He's adorable. It's awesome that you were able to give him a new home.

Congrats on the new addition to the family!


----------



## RubyRoo (Feb 1, 2011)

Wow - what a great story. Congrats!. If you are ever in the Tampa area, let me know. Would love to get some Vs together as we have a few around here.


----------



## hotmischief (Mar 11, 2012)

Great story - it was just meant to happen. He looks like a lovely puppy. Glad you both found each other. 

I know a few people who have changed their names and it has been fine, so if it really bothers you go for it.

I think your luck is about to change and I am sure he will cheer you both up.


----------



## NeverGiveUpRAC (Aug 27, 2012)

Wow...this sounds so much like my story!! Only Cole, (wanted to change it to Opie or Andy but I didn't!) is my first Vizsla!! 

He had some issues because he had spent the first five months with a family who unknowingly was neglecting him in all aspects. We are still working on things. Your boy even LOOKS like mine! Evo is so beautiful though, great color! I wish I had that color collar! It brings out his gorgeous eyes! Good Luck to you and your new family member! Sounds like this was meant to be for you all!


----------



## doublemocha (Aug 28, 2012)

That's a lovely story and a super dog. Maybe fate conspired and it all was meant to be this last weekend 

I hope he is settling in ok.


----------



## SkyyMax (Apr 5, 2012)

Wonderful story - Congratulations on the new V!
I believe at this young age you can rename the puppy (especially if you don't like "Evo", cute name by the way).
Our rescue girl Skyy came with her name and we decided to keep it 
Best wishes!!!


----------



## redbirddog (Apr 23, 2010)

Sure you can rename. Bailey came to us as Moose, which we changed to Repo. 
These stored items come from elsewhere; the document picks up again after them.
PR #665, opened 2025-02-02
Partially(?) Refractors/Moves around some KJ abilities

AllCorruptingWyrm:
## About The Pull Request

I'm probably using the term incorrectly, BUT here we go. KJs are clunky and generally a bit unfun to work with as each ability does separate things, so I took a crack at the code to try and streamline Ghost Flame & Jade Shintai's so there is less "fumbling" around with ability dots. For example, Jade 3 inherits the pass-through tables & dexterity of Jade 2, with the added ability to wall travel as well. Jade 4 inherits both traits and lessens the movement speed, while also making it so you have added flight on top of it, as Jade is at its core a movement-centric Shintai, fumbling around with several dots back and forth doesn't feel good.

I don't know how to code, but I can work on improving things so please, just help me here.

## Why It's Good For The Game

Mentioned above: these two disciplines were extremely clunky and situational; the constant expenditure of chi doesn't help either.

## Changelog

:cl:
tweaks: Drastically improves Jade Shintai's performance as a whole.
Add: Makes it so you can summon the fire katana on ghostflame 5
/:cl:

### DIFF
--- a/code/modules/vtmb/chi_disciplines.dm
+++ b/code/modules/vtmb/chi_disciplines.dm
@@ -204,7 +204,10 @@
 /datum/movespeed_modifier/necroing
 	multiplicative_slowdown = 2
 
-/datum/movespeed_modifier/wall_passing
+/datum/movespeed_modifier/greater_wall_passing
+	multiplicative_slowdown = 2
+
+/datum/movespeed_modifier/lesser_wall_passing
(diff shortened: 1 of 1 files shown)


AllCorruptingWyrm:
this is probably a bad idea.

That was a few days before I had a glass of Bailey's Irish Cream, looked at the color of that creamy and delicious liquor - Looked at our new Vizsla - and BAM! there was his name. 

Bailey's Wildest Dream.

Enjoy your new Hungarian Pointer.. Make him yours in every way. You belong to him. :
RBD


----------



## jld640 (Sep 29, 2010)

Great story! Congratulations!


----------



## mswhipple (Mar 7, 2011)

Hello, satellitebeach... I just don't have the words to describe how HAPPY I am for you!! I remember when you lost your Lucy, and what a tragedy that was. Now there is more sweetness and light in your life! Congratulations!!

My boy Willie was approximately one or two years old when I got him out of the dog pound. He had been a stray, and so nobody really knew his name. I had no choice, really, but to give him a new name. I named him after my dear departed Dad.  
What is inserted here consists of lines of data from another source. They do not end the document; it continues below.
PR #672, opened 2025-02-04
Debit not Credit

theselfish:
## About The Pull Request

image

## Why It's Good For The Game

See above. No credit is involved.

## Changelog

:cl:
spellcheck: It's a debit card, not a credit card.
/:cl:

### DIFF
--- a/code/modules/vtmb/electronics/atms/atm.dm
+++ b/code/modules/vtmb/electronics/atms/atm.dm
@@ -48,7 +48,7 @@ var/mob/living/carbon/human/H
 		GLOB.bank_account_list += src
 
 /obj/item/vamp/creditcard
-	name = "\improper credit card"
+	name = "\improper debit card"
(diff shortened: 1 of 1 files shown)


code/modules/vtmb/electronics/atms/atm.dm
```diff
@@ -48,7 +48,7 @@ var/mob/living/carbon/human/H
 		GLOB.bank_account_list += src
 
 /obj/item/vamp/creditcard
-	name = "\improper credit card"
+	name = "\improper debit card"
```
Miraviel, line 51:
```suggestion
	name = "debit card"
```

`\improper` is only necessary with objects that have capitalised names, and you need to imply the `\the` text macro on them (`"CPU"` would render as "You throw CPU", `"\improper CPU"` would render as "You throw the CPU")
you can safely remove it here

Miraviel (approved):

PR #676, opened 2025-02-04
Removes True Faith & Numina from Priests

AllCorruptingWyrm:
## About The Pull Request

The following PR removes several tools Priests used to TDM exclusively, with RP being secondary to them. There have been several rounds where players have played a Priest screaming about "Heretics" and meta-targeting every "vampire" hideout because they are a Priest and must destroy "the unholy".

Before anyone says anything. Yes they are getting ahelped and no, there aren't enough staff to police it so a code implementation is being undertaken because everyone abused it. Yes, I've ahelped, its getting cracked down on.

## Why It's Good For The Game

Abilities should not be something you get for existing at round start; you should work for them (some, more than others i.e xp/money/etc), with that said, Priest has became reviled due to its /tg/ players treating the Priest role like they are Boris from terry.

Also another thing, true faith is supposed to be rare. Not everyone gets it, and neither should a role that anyone can be get it as people fundamentally don't understand the significance it has.

## Changelog
Removes numina/true faith from the priest.
Tweaks priest objectives.

### DIFF
--- a/code/modules/vtmb/jobs/priest.dm
+++ b/code/modules/vtmb/jobs/priest.dm
@@ -20,8 +20,7 @@
 	allowed_species = list("Human")
 	minimal_generation = 13
 
-	duty = "Be the shepherd of the flock in San Francisco, lead them to salvation, piety and righteousness."
-	v_duty = "The mortals believe you to be their savior. The kindred look at you with suspicion. Yours is the charge of this church."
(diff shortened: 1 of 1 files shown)


Metekillot:
Making an antagonistic role miserable to play against ludicrously overturned vampires isn't a good solution. If you want to hack off late party TDM bullshit, just disable late party. We're getting rid of midround style auto spawning antags.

Anyhow, Willie had no problem at all learning his new name. Evo is a cute name, but still, I believe you can call him by another name without any issues. Some friends of mine had a yellow Lab a while back. Wife called the dog Crystal, husband called the dog Scooter... Dog came to both names! LOL!

Yes, I think that your finding Evo was just meant to be!!


----------



## NeverGiveUpRAC (Aug 27, 2012)

Yes! Haha mswhipple dogs WILL come to two names! My mom calls Cole by the name we thought was cute, Andy! He comes waggling! He LOVES "Aaaaaandyyyyyyy!!" lol

I think whatever you want will work, satellite each!! <3


----------



## satellitebeach (Nov 16, 2010)

One thing I noticed tonight that it is pretty tough to tell the difference between Evo and "no!"? I don't want the little guy to think he is in trouble when I say his name or just think I am saying his name when he is in trouble.


----------



## threefsh (Apr 25, 2011)

He's adorable! <3 Sounds like our story with Cooper. We decided to keep his name, but we usually call him "goober" because he's such a sweet klutz of a puppy!


----------



## BlueandMac (Apr 21, 2011)

Congratulations on your new baby - he sure is a handsome boy! So happy for you...it certainly seems like fate!


----------



## OttosMama (Oct 27, 2011)

What a cutie! Congratulations - I am very happy for you as well! It's hard to imagine losing a pup at such a young age. Obviously your family and Evo both needed each other. I can imagine the urgency in your girlfriend's voice trying to get you out of the shower! . That was an emergency!


----------



## EastBayer (Aug 17, 2012)

Congratulations! He is very cute! Same here -- it didn't happen the way we planned to get our first V (supposedly next year) but someone had backed out at the last minute and voila, insta-puppy! :-D 

You are both lucky to have each other!


----------



## Ozkar (Jul 4, 2011)

Love your work!!! 8) Regardless of his heritage, it's great that he has landed on his feet with an experienced V family.

As for his name, change it!!! Evo sounds silly. Gus suits him judging by his pics!! 

I got Zsa Zsa when she was 13 months old. She had another name which will never be spoken or written again. It took her about a day to realise she was now Zsa Zsa......  

Astro was re homed to me when he was 6.5 months. But, I stuck with Astro, as it really does suit him. (Think the Jetsons cartoon dog Astro and you'll have some idea of his personality   

I reckon Gus sounds freakin cool!!! Welcome Gus!!!!


----------



## born36 (Jun 28, 2011)

Congrats on the pup!  Great story and exciting times ahead.


----------



## satellitebeach (Nov 16, 2010)

I think we have decided to rename him Scotch. (I don't even drink the stuff but I just thought the color looked appropriate) The name he came with, Evo, didn't bother me as much as the idea that it could cause problems trying to train him, because it sounds so much like the word "no". If he ever slips out of his collar, in an emergency situation, the last thing I want is for him to think he is getting in trouble when I am calling for him.


----------



## Darcy1311 (May 27, 2012)

Scotch, nice name, is he a blend or single malt??


----------